See, this is madness. Confessing to a criminal offence you did not commit is insane. And IMO, it's shit parenting. If your kid is our committing crime, surely the proper parenting is to ensure they take responsibility for their own actions?

Arraminta · 20/09/2024 19:54

OutVileJelly1 · 20/09/2024 16:34

Absolutely not - I was in a situation where my Mother could have attempted to save me getting viciously attacked in my own home - or at least ring the police (DV ex partner)

But she got up and said 'im not putting up with this' like she was the victim, and called herself a taxi and left

I had a broken nose and eye socket, but had to listen to how inconvenienced she was by it

I absolutely cannot get my head around this. In your Mother's shoes I would have physically defended my DD without hesitation. I'm not physically intimidating at all but seeing my daughter hurt would enrage me and I know the Tiger Mum instinct would blind me to anything else.

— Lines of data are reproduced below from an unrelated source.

PR #869, opened 2015-01-12
Use bigger contact image in contact info 

kriztan:
For me the size of contact images in messages are OK, but in contact information, the image could be bigger.

### DIFF
--- a/src/main/res/layout-land/activity_contact_details.xml
+++ b/src/main/res/layout-land/activity_contact_details.xml
@@ -22,7 +22,8 @@
                 android:layout_height="192dp"
                 android:scaleType="centerCrop"
                 android:layout_alignParentTop="true"
-                android:layout_centerHorizontal="true" />
+                android:layout_alignParentLeft="true"
+                android:layout_alignParentStart="true" />
 
             <LinearLayout
                 android:id="@+id/details_jidbox"
@@ -30,11 +31,11 @@
                 android:layout_height="wrap_content"
                 android:orientation="vertical"
                 android:layout_alignParentTop="true"
-                android:layout_marginTop="200dp"
-                android:layout_alignParentLeft="true"
-                android:layout_alignParentStart="true"
-                android:layout_alignRight="@+id/details_account"
-                android:layout_alignEnd="@+id/details_account">
+                android:layout_toRightOf="@+id/details_contact_badge"
+                android:layout_marginLeft="16dp"
+                android:layout_marginStart="16dp"
+                android:layout_alignParentRight="true"
+                android:layout_alignParentEnd="true">
 
                 <TextView
                     android:id="@+id/details_contactjid"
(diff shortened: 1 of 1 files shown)


SamWhited:
Looks pretty good on a portrait screen, but on a small landscape screen it feels silly to have to scroll to get any info about the contact. Maybe it should go back to the smaller icon in landscape on small screens?

kriztan:
OK, I'm going to test a little bit around with that.

kriztan:
Take a look at my last changes...

iNPUTmice:
The general issue here to consider (besides personal preference) is that the source image usually isn't available in a good enough quality. (The avatar is 192px which translates to to 72dp on xxhdpi screen)

iNPUTmice:
If we do go ahead with the larger images despite the fact that the image might get upscalled we shouldn't make the size depend upon landscape vs portrait but depend upon screen width. And to not have to layout files laying around that share a lot of code it might be easier to introduce a dimension (a screen width depended dimension) that just takes care of the badge size and have the layout itself adopt dynamically. 

and because of the scalling issue we should be a bit more careful with the size. maybe 2x or 1.5x as big will already show the desired effect (as apposed to 3x)

jkufner:
Daniel Gultsch wrote, on 12.1.2015 21:31:
> The general issue here to consider (besides personal preference) is that
> the source image usually isn't available in a good enough quality. (The
> avatar is 192px which translates to to 72dp on xxhdpi screen)

This is what everyone assumes. And almost all programs convert contact
photos to garbage. This must be changed. Please show beautiful large
garbage, ehm, photo, and let people push other programmers to fix it too.

iNPUTmice:
> This is what everyone assumes. And almost all programs convert contact photos to garbage. This must be changed. Please show beautiful large garbage, ehm, photo, and let people push other programmers to fix it too.

In general I would be in full ack of what you are saying. However the problem is that these images are being send as a base64 string over the wire and the spec indicates to use 64x64 images. Considering that I'm already pushing the boundaries by using 196x196. I'd be up for carefully experimenting with larger sizes but we can not suddenly start using images that are 3x as width (meaning 9x the pixels)

jkufner:
Don't forget that Conversations use avatars from contacts too. And there
is no such low limit on image size.

iNPUTmice:
To clarify on my previous statement 196px is the size Conversations currently scales avatars to before uploading them. One can safely assume that other clients use something much less. I'm generally up for ignoring limitations of other clients. But I can't just ignore my own limitations.

> Don't forget that Conversations use avatars from contacts too. And there is no such low limit on image size.

sure. but we can't assume that every contact has those.

kriztan:
OK, I realized, that it's not so easy to resize the contact images as I did. Please take my pull request as suggestion and feel free to modify it.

I reacted similarly when DD was younger and a teenage boy deliberately slammed into her on his scooter. I swear I saw red and I descended on him like the Wrath of God. It never occured to me that he topped me by about 6 inches and outweighed me by about 80lbs. I've never felt anything like it before or since, just instantly flooded with huge amounts of adrenaline.

The urge to protect is primitive and primeval. Just because someone is a parent it doesn't always follow that they care deeply about their child or have any kind of bond with them.